Probably 75% of the cases on my “Non-Detained Docket” were there NOT at the request of a respondent or his or her attorney. No, they were “mass transferred and continued” to my docket unilaterally by EOIR to fulfill “Border Priorities” established by the DOJ during the Obama Administration as an adjunct to changing DHS Enforcement priorities.

And, these weren’t “short continuances” to find a lawyer or prepare an application as might be requested by a respondent or a private bar lawyer. NO, these were “Merits Hearing” cases that had often been set for late 2016 or 2017 hearings before one of my colleagues, only to be “continued” by EOIR to my docket for dates many additional years in the future. Indeed, many of these cases were unilaterally removed by EOIR from “Individual Dockets” and “orbited” to my “Master Calendars” (arraignments) years in the future — indeed years after I would be retired. That’s because my docket was already completely full for several years when this chapter of ADR started.

And the same was true for my colleague Judge Lawrence O. Burman. Indeed, at the time I retired, Judge Burman and I were the ONLY judges hearing “nonpriority, non-detained cases” — even though those cases were BY FAR the majority of cases on the Arlington Court Docket. And, to make things worse, my “replacement” retired at the end of 2016 thus resulting in a whole new “round” of ADR. 

Talk about ADR driven by incompetent administration and improper political meddling from the DOJ. And, from everything “Gonzo” has said and I have heard about what’s happening at EOIR, such impropriety has become “normalized” under the Trump Administration.
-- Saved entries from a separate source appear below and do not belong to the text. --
PR #3216, opened 2024-07-31
fix: Exception on checking addresses

devchenyan:
issue: https://github.com/Magickbase/neuron-public-issues/issues/416

image


yanguoyu (approved):

packages/neuron-wallet/src/locales/en.ts
```diff
@@ -141,6 +141,7 @@ export default {
         '{{path}} has no CKB Node config and storage, press confirm to synchronize from scratch',
       'light-client-sudt-acp-error': "Light client mode doesn't support sending assets to other's asset account",
       'could-not-connect-service': 'Could not connect to the service, please try again later.',
+      'address-required': 'The address cannot be null.',
```
Keith-CY, line 144: `null` is too technical for users, perhaps `empty` is better

Keith-CY (approved):

Keith-CY:
In what case will the address be `null`? For the last empty address in the receiver list?

devchenyan:
> In what case will the address be `null`? For the last empty address in the receiver list?

image

When the receiving address is not entered

PR #3220, opened 2024-08-02
fix: Ignore deleted wallet when ignore duplicate script.

yanguoyu:
Fix https://github.com/Magickbase/neuron-public-issues/issues/417#issuecomment-2264388476


devchenyan (approved):

Keith-CY:
I didn't get the connection between `ignore deleted wallet when ignore duplicate script` and `3.In Windows , set start block number is not effective.` which is mentioned at https://github.com/Magickbase/neuron-public-issues/issues/417#issuecomment-2264388476

yanguoyu:
> I didn't get the connection between `ignore deleted wallet when ignore duplicate script` and `3.In Windows , set start block number is not effective.` which is mentioned at [Magickbase/neuron-public-issues#417 (comment)](https://github.com/Magickbase/neuron-public-issues/issues/417#issuecomment-2264388476)

When finding the duplicate script that belongs to the deleted wallet the new wallet script will not save to the DB at https://github.com/nervosnetwork/neuron/pull/3220/files#diff-da1daa9d927e16165a0cf5cd378178bb7e100c4251d54a4f76f0c5437c5ac9e4L25, then the synced block number will not increase.

silySuper (approved):

PR #3231, opened 2024-08-08
chore: make run.ts independent from neuron

homura:
This PR makes the log decryption independent of Neuron's source code


Keith-CY (approved):

Keith-CY:
This commit can be added to the rc branch https://github.com/nervosnetwork/neuron/tree/rc/v0.117.0

yanguoyu (approved):

PR #3233, opened 2024-08-11
 ci: inject environment variables from github action

Keith-CY:
Inject LOG_ENCRYPTION_PUBLIC_KEY from github action to
encrypt sensitive log


Keith-CY:
Please have a review @devchenyan @homura

PR #2664, opened 2017-05-06
remove change directory

MarkusHackspacher:
With this line can travis do the work without error only if it started from unknown-horizons/unknown-horizons.
Other user get an error back.


squiddy:
Ah, you mean if you setup Travis to test your fork.

Yeah, that line is obsolete since we're not building fife here anymore.

MarkusHackspacher:
Yes, I mean my travis test run, like this test: https://travis-ci.org/MarkusHackspacher/unknown-horizons/builds/228878424

PR #2666, opened 2017-05-06
use newest python libs on travis

LinuxDonald:


LinuxDonald:
@squiddy rebase done but create new because something gone wrong on rebase...

PR #2668, opened 2017-05-08
Move tests from nose to pytest

squiddy:
I really started to enjoy writing tests with pytest at work. The junit-style assertions and boilerplate of class based tests is sometimes a bit annoying, and pytests simple function-based tests are easy and quick to write. The approach to fixtures (you name specific features you want to use as parameters in test functions) may be a bit unusual, but I believe in the future we can reuse fixtures, perhaps even for gui tests, where you can define what you need.

`def test_something(dev_map, pirate_enabled)`

I believe pytest has more mature plugins (some I'm already using here, such as mocker and warnings), also right now, running tests in parallel seems to be working fine.

Things to do now:

- [x] Fix `tests.game.test_status_icons.test_settler_unhappy`
- [ ] Remove last dependencies to nose

```
session = <tests.game.SPTestSession object at 0x7fa8083c3400>
player = <horizons.world.player.HumanPlayer object at 0x7fa8084b7ef0>
    @game_test()
    def test_settler_unhappy(session, player):
    	settlement, island = settle(session)
    
    	cb = mock.Mock()
    	AddStatusIcon.subscribe(cb)
    
    	settler = Build(BUILDINGS.RESIDENTIAL, 30, 30, island, settlement=settlement)(player)
    
    	# certainly not unhappy
    	assert settler.happiness > 0.45
>   	assert not cb.called
E    AssertionError
```

- [ ] Get gui test `test_user_dir_contains_non_ascii` working.

```
    @pytest.mark.gui
    def test_user_dir_contains_non_ascii():
    	# NOTE we have to create the test this way because if it were defined globally,
    	# USER_DIR would not be defined yet at the time the decorator is evaluated
>   	gui_test(timeout=60, use_dev_map=True, _user_dir=USER_DIR)(dummy)()
E    TypeError: wrapped() missing 1 required positional argument: 'tmpdir'

tests/gui/test_unicode.py:55: TypeError
```

Things to do later:

- [ ] adjust more tests to make use of pytest features / convert them to function based tests
- [x] fix pytest assertions for unittests / game tests
- [ ] somehow enable pytest's assertions improvements for gui tests
- [ ] fix gui tests that rely on old savegame revisions
- [ ] somehow reimplement gui_test / game_test decorator to be easier to understand (not sure if this is easy to do with pytest)


squiddy:
And we don't need the `run_tests.py` wrapper anymore, that is nice!

AndyMender:
I got myself the `pytest` package as well. Great to see simplified interfaces instead of Java-like excessive class handling :).

AndyMender:
The tests/game/test_status_icons.py test fails at `assert not cb.called`. Is that intended behavior? Does  `AddStatusIcon.subscribe(cb)` not register it as "called"?

squiddy:
It is not intended, it's #1 on the to-do list here. And it's starting to annoy me. It works fine locally, I can trigger a failure only when I run tests in parallel.

I don't understand your second question. The issue is that cb shouldn't be called at all but it is. It's also random which one of the tests fail.

squiddy:
It only goes to show that even on tests docstrings are useful to explain what is being tested :/

AndyMender:
Apologies. I missed it! I think I should read a bit more on `pytest`.

AndyMender:
@squiddy, I tried running pytest from the Unknown Horizons root dir and I'm getting similar results as Travis. `tests.game.test_status_icons.test_settler_unhappy` doesn't seem to fail in my case:
https://pastebin.com/MQP1s8jS

squiddy:
Similar results? All tests are passing for you, same as for me. Ignore the
warnings and stuff, this is about a failing test. The rest is identical,
but the test run on Travis fails.

Am 11.05.2017 7:47 vorm. schrieb "Andrzej Bylicki" <notifications@github.com

squiddy:
> **EDIT: ** @squiddy, once I am suitably comfortable with pytest, I will help you write more unittests for Unknown Horizons :).

Glad to hear.

Although, I think just getting started writing tests is simpler. You don't really need all the functionality of pytest in the beginning. You should be somewhat familiar with `unittest.mock`, at least for unittests. Other than that, all you need to get started is this:

```python
def test_something():
    assert 1 == 2
```

You already suggested opening a ticket for missing tasks, perhaps we can just do that, use it as a meta-ticket to collect tasks and discuss things related to tests. For example, if you have ideas for tests you can sketch them out and I can help. What timezone are you in? I think it's going to be difficult to find time where we could talk things through in realtime, but it'll work.

squiddy:
@AndyMender What python version are you using locally? My guess is that Python 3.4, as used on travis, triggers the failure with the status icons easier.

AndyMender:
I had a look at the pytest docs and it's actually a lot more streamlined and straightforward than I initially expected. As you noticed, it really boils down to a simple `test_*` function definition with an `assert` evaluation in it. I actually do have ideas for some unittests so I'll just go ahead and write them, though your feedback would be more than welcomed, of course. :)

I use Python 3.6 on openSUSE Tumbleweed, though I can sacrifice myself and run Leap 42.2 instead to be closer to what Travis CI runs. Still, I feel it's a bit disturbing Travis CI uses an outdated environment such as Ubuntu 14.04 LTS. Everything else out there already has at least Python 3.5.x.

AndyMender:
@squiddy, you were right about Python 3.4.x being the culprit of test_inventory_full failing. I can reproduce the issue on a fresh install of openSUSE Tumbleweed 42.2, which happens to have Python 3.4.5. I will investigate this.

MasterofJOKers:
Just to chime in: Debian jessie (which is still the current "stable") doesn't have Python 3.5 either. So if you feel like it, install a Debian jessie chroot with debootstrap.

squiddy:
Thanks guys for your input. Very much appreciated.

@AndyMender While 3.4 is old, iirc it's the minimum python version we decided to support, didn't we?

We could merge master into this branch, but I'd rather not make this a long standing branch. It's really this one issue that I consider a blocker.

squiddy:
> EDIT: It seems like the order of tests in tests/game/test_status_icon.py matters. I repositioned assert_called_with_icon to the very end of the file and then only the unhappiness test failed.

I'll definitely have to check that out. It seems counter-intuitive, since `assert_called_with_icon` is just a helper function and not a test, therefore the order should be the same. If you run `pytest -v tests/game/test_status_icons.py` it'll show more information, such as the order of tests executed.

With the `pytest-xdist` plugin (which allows running tests in parallel) one could try to use the `boxed` feature (where each test is ran isolated in a separate process) like this: `pytest --boxed -v tests/game/test_status_icons.py`. This should answer the question of whether the tests somehow influence each other (which they should not).

AndyMender:
> Just to chime in: Debian jessie (which is still the current "stable") doesn't have Python 3.5 either. So if you feel like it, install a Debian jessie chroot with debootstrap.

When aiming for "Jessie" initially I noticed that there were some issues with library compatibility out-of-the-box (I think either swig or cmake) for building FIFE on Debian Stable. I selected Python 3.4 as the minimal requirement, because then it was the main Python3 version on most other systems, too. The problem with Python is that it moves way too fast. If we consider going for an official Debian/Ubuntu package, Python 3.5 will quickly become the target version.

Still, I would like to make sure that Unknown Horizons is compatible with at least Python 3.4 for the time being.

MasterofJOKers:
jessie has swig3.0 and cmake 3.6 in jessie-backports (3.0.2 in jessie itself, but fife needs 3.2.2).

LinuxDonald:
i´m happy when debian 9.0 is out (stretch)

squiddy:
Python 3.5 doesn't help with the issue at hand because I can also reproduce it when running tests in parallel. So whether or not 3.4 is the right version to support isn't relevant to this PR.

AndyMender:
You are right. Also, I just ran `pytest -v tests/game/test_status_icons.py` and the output is clean. All tests passed.

LinuxDonald:
rebased.

AndyMender:
I updated the gui test fixtures: df7a14e2477527e54db90580b3f024ef35e7b0c5; Here is the regular gui test run from master: https://pastebin.com/L1fBgqxV
Apart from the recent mishap with string templates, it doesn't look too bad and we can proceed with rewriting the tests for use with `pytest`.

AndyMender:
@squiddy, since my pull request and yours cover similar parts of the code base, could we merge them together somehow? :)

squiddy:
@andymender I'd rather not, the PR would become too big. Let me have a look this evening.

squiddy:
I try to get that one issue fixed so this can be merged instead.

squiddy:
> After attempting to track down the random failed assert calls, I noticed that AddStatusIcon.subscribe might be the culprit. This touches on the message bus system established by scripts in horizons/messaging, relying on some sort of a global state. Unfortunately, this is out of my league for now :(.

@AndyMender Great detective work! I've just installed python 3.4, and that seems very likely to be the problem. I'm testing a patch right now, looking good! Will push later today.

squiddy:
Hurray, the test run succeeded. However, there is one more thing I have to do. That has to wait until tomorrow evening though, but I'll have more time then. So I'm definitely going to merge this tomorrow. :)

AndyMender:
I ran pytest in your branch several times and each time it passed. Very good job, indeed! :)

squiddy:
Merged in fa2d0539b5e74ee99d8dadf0a3e1d463906d52a2

PR #2669, opened 2017-05-09
2667 imp to importlib

AndyMender:
Replace the deprecated `imp` module with a workaround that temporarily modifies `sys.path`. This is a simpler solution than using `importlib` (replacement for `imp`) or third-party modules.

### DIFF
--- a/run_uh.py
+++ b/run_uh.py
@@ -279,6 +279,8 @@ def find_fife(paths):
 	"""Returns True if the fife module was found in one of the supplied paths."""
 	default_sys_path = sys.path # to restore sys.path later
 	for path in paths:
+		if path.endswith("fife"):
+			path = os.path.dirname(path)
 		sys.path.insert(0, path)
 		try:
 			import fife
--- a/run_uh.py
+++ b/run_uh.py
@@ -279,7 +279,8 @@ def find_fife(paths):
 	"""Returns True if the fife module was found in one of the supplied paths."""
 	default_sys_path = sys.path # to restore sys.path later
 	for path in paths:
-		if path.endswith("fife"):
+		# extract parent directory to FIFE module
+		if path.endswith("fife") and os.path.isdir(path):
 			path = os.path.dirname(path)
 		sys.path.insert(0, path)
 		try:
--- a/run_uh.py
+++ b/run_uh.py
@@ -285,17 +285,22 @@ def find_fife(paths):
 		sys.path.insert(0, path)
 
 		try:
-			from fife import fife
-			break
-		except ImportError as e:
+			import fife
+			try:
+				from fife import fife
+				break
+			except ImportError as e:
 				if str(e) != 'cannot import name fife':
 					log().warning('Failed to use FIFE from %s', fife)
 					log().warning(str(e))
 					if str(e) == 'DLL load failed: %1 is not a valid Win32 application.':
 						# We found FIFE but the Python and FIFE architectures don't match (Windows).
 						exit_with_error('Unsupported Python version', '32 bit FIFE requires 32 bit (x86) Python 3.')
+				return False
+		except ImportError:
+			pass
 	else:
-		sys.path = default_sys_path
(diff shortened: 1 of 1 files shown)


run_uh.py
```diff
@@ -277,22 +277,36 @@ def flush(self):
...
+		log().warning("Module FIFE not found in supplied paths: {}.".format("\n".join(paths)))
+
+	# restore sys.path
+	sys.path = default_sys_path
+
+	# check if fife import was registered
+	if "fife" not in sys.modules:
+		return False
+
+	try:
```
squiddy: I'm wondering if this block can replace line 287? That way we're only attempting the import once.

That way, we'd only be replacing these two lines basically:

```python
module_info = imp.find_module('fife', paths)
fife = imp.load_module('fife', *module_info)
```

AndyMender: Not sure if I fully understand, but as far as I know, sys.modules contains the name of the module only after it has been imported. Therefore, we need to attempt to import it first :).

squiddy: Yes, I think we shouldn't be restoring sys.path at all if the import succeeded. What I meant was:


```python
	default_sys_path = sys.path # to restore sys.path later
  	for path in paths:
  		# extract parent directory to FIFE module
  		if path.endswith("fife") and os.path.isdir(path):
  			path = os.path.dirname(path)
  		sys.path.insert(0, path)
		try:
			from fife import fife
			break
		except ImportError as e:
			if str(e) != 'cannot import name fife':
				log().warning('Failed to use FIFE from %s', fife)
				log().warning(str(e))
				if str(e) == 'DLL load failed: %1 is not a valid Win32 application.':
					# We found FIFE but the Python and FIFE architectures don't match (Windows).
					exit_with_error('Unsupported Python version', '32 bit FIFE requires 32 bit (x86) Python 2.')
	else:
		sys.path = default_sys_path
		return False

	return True
```

AndyMender: Yes, something along these lines might work :).

AndyMender:
I think handling `from fife import fife` directly might give us confusing results - `except ImportError` will be triggered already when the original `fife` module doesn't exist and trying to log the underlying `fife` will cause an exception within the `except` handler :(.

squiddy:
> except ImportError will be triggered already when the original fife module doesn't exist [...]

I understand that this happens, but what do we gain by logging the `fife` variable? That's what is showing up if I just `print(fife)` after `import fife`:

`<module 'fife' from '/home/reiner/.pyenv/versions/uh/lib/python3.6/site-packages/fife/__init__.py'>`

We might as well just print the path we attempted to import from, in this case this would be `/home/reiner/.pyenv/versions/uh/lib/python3.6/site-packages/`.

AndyMender:
I personally know of cases when a direct `fife` import will succeed, but `from fife import fife` will fail due to issues with swig converting the _fife.so into fife.py. The 2-step approach helps catch those.

squiddy:
> The 2-step approach helps catch those.

And why wouldn't the 1-step approach do as well? You only mentioned it triggers an exception when logging `fife`. Is there something else?

AndyMender:
Because if the `fife` module cannot be loaded and you do `from fife import fife` and later use the underlying `fife` object, this will break the `except` block itself. Is this correct?

squiddy:
Yes, but **why** do you want to use the underlying `fife` object? Yes, the current code logs it, but I was asking if this is really necessary.

AndyMender:
I cannot judge whether it is necessary outside of the scenario I mentioned (`fife` is loaded, but `from fife import fife` fails due to problems with swig). We even handle errors in getting `fife` from `fife` so maybe such problems existed.

squiddy:
I think we're talking past each other, not sure how to resolve that. I might just test it myself. :)

squiddy:
@andymender No, no. I don't want to rely on feelings, I haven't tested anything. We keep it that way, I'd like to have a test here but that's going to be a bit easier once pytest is merged.

I think this can be merged if you tested it. But please rebase your changes into a single commit first.

PR #2675, opened 2017-05-13
Additional unittests with pytest (depend on pr #2668)

AndyMender:
This is an attempt to write extra tests for the functionalities with missing or incomplete coverage using the `pytest` library. Here is a quick report on the coverage level as produced by running `COVERAGE_FILE=.coverage.nongui pytest --verbose --cov`: https://pastebin.com/5jxZDfaC


squiddy:
When opening a pull request you can select the branch to merge into. This definitely shouldn't be master since we have my pr for that. So you could instead base this on the pytest branch. Also, does this contain any new commits?

AndyMender:
No new commits yet. Just wanted to set things up first and possibly discuss which sections of our code base require extra attention.

squiddy:
Why would we need a pull request for that? And why do you request a review from me. I don't understand this. You can set things up locally just fine.

squiddy:
Also I'm going to rebase the pytest branch onto master soon, so all that "merge master" noise goes away.

AndyMender:
What do you mean by "set things up locally"? I do not understand. Also, it is entirely unclear to me which specific functionalities in our code base require tests to be written. There is no comprehensive list anywhere. I wanted to discuss that as well. Not sure how am I supposed to do it otherwise if I never see you on the IRC channel...

LinuxDonald:
When squidds have done an rebase of his branch this branch need than to an rebase!

LinuxDonald:
rebased

squiddy:
@andymender If you want to discuss things an issue is better suited in my opinion. The thing is, my time is limited. If you request people's review they (at least I did) get a notification. Then I go check this out and there is nothing to do. No code, no questions. That was a bit annoying.

Regarding tests, have a look at the code coverage. While 100% coverage isn't the final goal, it can't hurt to have it at first step, especially since we have no type safety. Also, high level tests (game and gui) are abstract enough to not break often, as compared to specific unit tests.

Also, perhaps you already fixed bugs in the project. Check whether the features are covered by tests, otherwise they break again. Think about what we did with the cmdline options.

In my opinion there isn't really a wrong test right now. If it turns out to break too often (e.g due to refactoring) we can delete it. Still you gained experience with the test infrastructure and pytest.

squiddy:
TL;DR write game and gui tests to increase coverage, as they tend to break less often than unittests

squiddy:
Just to be clear, how I'm using github:

PR - here is some code I want you to merge / look at
Issue - let's talk about / discuss something

squiddy:
I'll have a look this evening.

tests/game/test_buildings.py
```diff
@@ -173,21 +174,58 @@ def test_build_tear(s, p):
...
 @game_test(timeout=60)
-def test_tree_production(s, p):
-	"""Check whether trees produce wood"""
+def test_tree_wood_production(s, p):
+	"""
+	Check whether trees produce wood
+	"""
 	settlement, island = settle(s)
+
+	# create building tree at coordinates (30,35)
```
squiddy: That comment doesn't add anything. I don't claim to be an export when writing comments, but typically comments should explain the why, and not the how.

This one says the same as the code below (when I strip some syntax). `Build tree at 30, 35`

tests/game/test_buildings.py
```diff
@@ -173,21 +174,58 @@ def test_build_tear(s, p):
...
 	tree = Build(BUILDINGS.TREE, 30, 35, island, settlement=settlement)(p)
 
+	# number of wood units to produce
```
squiddy: I'd drop the comment and the definition of `n` entirely, and just inline the number in the for loop.

`for i in range(20): # we want to produce 20 units of wood`

tests/game/test_buildings.py
```diff
@@ -173,21 +174,58 @@ def test_build_tear(s, p):
...
 	n = 20
 
+	# create inventory for building tree
```
squiddy: This doesn't actually create anything, it just gets a reference to the inventory. I'd drop the comment.

tests/game/test_buildings.py
```diff
@@ -173,21 +174,58 @@ def test_build_tear(s, p):
...
+
+
+@game_test(timeout=60)
+def test_tree_wildanimalfood_production(s, p):
+	"""
+	Check whether trees produce wild animal food
+	"""
+	settlement, island = settle(s)
+
+	# create building tree at coordinates (30,35)
```
squiddy: See comments for the other test.

tests/unittests/test_main.py
```diff
@@ -204,16 +204,34 @@ def test_load_game_by_name(self):
...
 
 
-@skip_todo
-def test_load_game_by_path(self):
-	pass
+@mock.patch('horizons.main.start_singleplayer')
+def test_load_game_by_path(mock_start_singleplayer):
+	"""
+	Test that a specific savegame file given by path can be loaded from the command line.
+	An in-game map is used instead of an actual savegame file - see NOTE above.
```
squiddy: Ok, my NOTE might be confusing. It wasn't meant to be a reason why we're going to do the tests differently, but rather explain why the tests haven't been implemented yet.

In this case, we don't have to commit a savegame/map specifically for the tests, we should avoid that if possible. Here, we want to test that loading a file by a path is possible, so a temporary file will work just fine. Sketch:

```python
with tempfile.NamedTemporaryFile() as f:
  start_game("--load-game", f.name)
  ...
  assert options.game_identifier == f.name
```
(Note: you probably have to add the `suffix` argument to NamedTemporaryFile)

Any file will do for now, since in the code under test it isn't even inspected. If that code ever changes, the test will break and we can adapt it. But for now, a random empty file is fine.

tests/unittests/test_main.py
```diff
@@ -204,16 +204,34 @@ def test_load_game_by_name(self):
...
-
-@skip_todo
-def test_edit_game_map_by_path(self):
-	pass
\ No newline at end of file
+@mock.patch('horizons.main.start_singleplayer')
+def test_edit_game_map_by_path(mock_start_singleplayer):
+	"""
+	Test that a specific savegame file given by path be loaded into the editor from the command line.
+	An in-game map is used instead of an actual savegame file - see NOTE above.
```
squiddy: See above.

tests/unittests/test_main.py
```diff
@@ -204,16 +204,34 @@ def test_load_game_by_name(self):
...
+	"""
+	start_game("--edit-game-map", "content/save/savegame_test.sqlite")
```
squiddy: Once NamedTemporaryFile is used, we don't need `content/save/savegame_test.sqlite` anymore. It's also a bit confusing to ship a savefile in the game's content directory.

AndyMender: I actually didn't know about `tempfile`, but just read the docs and the module seems to be extremely useful.

squiddy: Ah, what I did when I started with python is just look through most of the modules in the standard library. There are lots of nice things in there, e.g. itertools, collections, futures.

There was also a blog somewhere that regularly presented modules from the standard library with small examples.

AndyMender:
@squiddy, I applied your fixes, but skipped the final test, because it exposes more severe problems with our command-line interface for editing savegame files as maps. I will try to adjust it and run the tests again.

horizons/main.py
```diff
@@ -557,13 +557,10 @@ def edit_game_map(saved_game_name):
 	@return: bool, whether loading succeeded
 	"""
 	saved_games = SavegameManager.get_saves()
-	saved_game_path = _find_map(saved_game_name, saved_games)
-	if not saved_game_path:
+	map_name = _find_map(saved_game_name, saved_games)
+	if not map_name:
 		return False
 
-	accessor = SavegameAccessor(saved_game_path, False)
```
squiddy: Are you sure this is a fix? Isn't the idea of `--edit-game-map` to pass it a savegame, and use the map from that savegame in the editor? Does that still work?

I haven't tested it though, just curious why we wouldn't need to "parse" the SaveGameAccessor anymore.

AndyMender: The problem with the `accessor` is that if you try to load a savegame map that is not an actual savegame, the `accessor` will complain that the revision is 0 and raise `SavegameTooOld`. Even if this is circumvented/handled, the savegame metadata will still be missing for such a map and loading it will fail. 

On top of this, when I used an actual savegame file (the previous test_savegame.sqlite), it would be parsed by the `accessor` and saved in the database under a different name (either "development" or something else), possibly because as it is now, loading a map into the editor just loads the map's template.

I agree however, that it might be better to `todo_skip` this test or let it fail with the temporary file generated from `NamedTemporaryFile`, rather than modify map loading functions.

I ran GUI tests and the pytest tests after the modification and nothing was explicitly broken.

squiddy: > I ran GUI tests and the pytest tests after the modification and nothing was explicitly broken.

I doubt that the GUI tests even cover that functionality. Especially not the command line. I mean, we just started writing tests for all the flags.

> [...] if you try to load a savegame map that is not an actual savegame, the accessor will complain that the revision is 0 and raise SavegameTooOld

That sounds like reasonable behaviour. If the flag expects an actual savegame, and the test/user doesn't supply one, that feature is supposed to throw an error.

> I agree however, that it might be better to todo_skip this test or let it fail with the temporary file generated from NamedTemporaryFile, rather than modify map loading functions.

Yes, please. Because the way it sounds is that we're changing the implementation to make a test work. :+1: for Skip.

squiddy: > [...] possibly because as it is now, loading a map into the editor just loads the map's template.

Yes, I think that's the way this feature should work. And if we have a test that confirms this behaviour, we're done. Simple as that.

squiddy:
Did you have time to look into git rebase? Because over time, changing things and changing them back again adds unnecessary noise in the review, and later, when trying to find the source of bugs (more commits to look at).

AndyMender:
> Did you have time to look into git rebase? 
Not yet properly. Will do that soon :).

squiddy:
> Not yet properly. Will do that soon :).

In that case, I'd like to take over the merge for this branch once it is ready (if you don't feel familiar enough with rebase at that point). I believe currently you worked on maybe 4 tests (?) over the course of 16 commits.

AndyMender:
I fully agree! Will leave the final clean-up in your hands then :). Thank you again for the great feedback!

squiddy:
Damn, stupid GitHub auto-closed the PR because I deleted the pytest branch. -.- Sorry.

AndyMender:
That's alright :). I saw you opened a branch called pytest-gui. It is for the GUI tests refactoring, correct?
For this PR I will then continue working on new tests as originally intended :).

squiddy:
> I saw you opened a branch called pytest-gui. It is for the GUI tests refactoring, correct?

Yes, although I'll probably work on game tests first. Need to figure out how to fit the whole decorator logic better into pytest. Making good progress though.

> For this PR I will then continue working on new tests as originally intended :).

Yes, sounds good. Perhaps I'm going to clean it up and merge this evening so it's doesn't become too big. :)

squiddy:
Squashed all changes into these three for each test:

https://github.com/unknown-horizons/unknown-horizons/commit/de4c9f3f0799d8b795792b0430a587b292bbb846
https://github.com/unknown-horizons/unknown-horizons/commit/1d57db3ee36dfdf2431e8f29b5bee16aaf8484df
https://github.com/unknown-horizons/unknown-horizons/commit/ea21ac342686f1bec0ea86c7fd106cf304e59094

No court system can run efficiently and fairly when the perceived interests of one of the parties are elevated over fairness, Due Process, equal justice, and reaching correct decisions under the law. No court system can run efficiently and fairly when control over day-to-day dockets is stripped from the local US Immigration Judges and Court Administrators and hijacked by officials in Washington and Falls Church driven by political performance objectives  not by practical knowledge and day-to-day considerations of how to construct and run a docket for maximum fairness and efficiency under local conditions (the most important of which is the an adequate number of pro bono lawyers to represent respondents).

NO OTHER MAJOR COURT SYSTEM IN AMERICA OPERATES THE WAY EOIR DOES! THAT SHOULD TELL US SOMETHING!

So, why is “Gonzo Apocalypto” being allowed to get away with misrepresenting the facts and intentionally running the Immigration Court system for the perceived benefit of one of the parties and against the interests of the other? There is a simple term for such conduct: Ethical Misconduct. Usually, it results in the loss or suspension of the offender’s license to practice law. Why is Gonzo above accountability?